* [EXERCISE INSTRUCTIONS]
Scan the material below and copy every line holding the word "what".

* [GIVEN INFORMATION]
┌──

PR #2078, opened 2017-02-19
Theatre Mode shortcut

kallebornemark:
Extended `Player Keyboard Shortcuts` setting by adding shortcut ("*T*") for Theatre Mode.

### DIFF
--- a/src/js/features/player-keyboard-shortcuts.js
+++ b/src/js/features/player-keyboard-shortcuts.js
@@ -9,6 +9,8 @@ module.exports = function() {
                 $('#player').find('.js-control-fullscreen').click();
             } else if (keyup.keyCode === keyCodes.m) {
                 $('#player').find('.js-control-volume').click();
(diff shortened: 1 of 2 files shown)


EhsanKia:
Doesn't alt+t already do theater mode? That's part of Twitch itself.

night:
It does. We need not reimplement what's implemented already.

kallebornemark:
Urm, so what is the point of this setting? All of the keybinds it includes are already available at alt+key.

night:
They definitely are not.. The only other alt key for the player is alt+x for clipping

kallebornemark:
Oh, I see my confusion now. Having the setting enabled also allows one to use its keybinds with the alt modifier, making me believe alt+key existed for all of the features (mute, pause, etc). And even though I would much prefer "T" over "alt+T", I fully understand the choice of not implementing it. Sorry about the fuzz!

└──

* [RESPONSE TO THIS TASK]
It does. We need not reimplement what's implemented already.
Urm, so what is the point of this setting? All of the keybinds it includes are already available at alt+key.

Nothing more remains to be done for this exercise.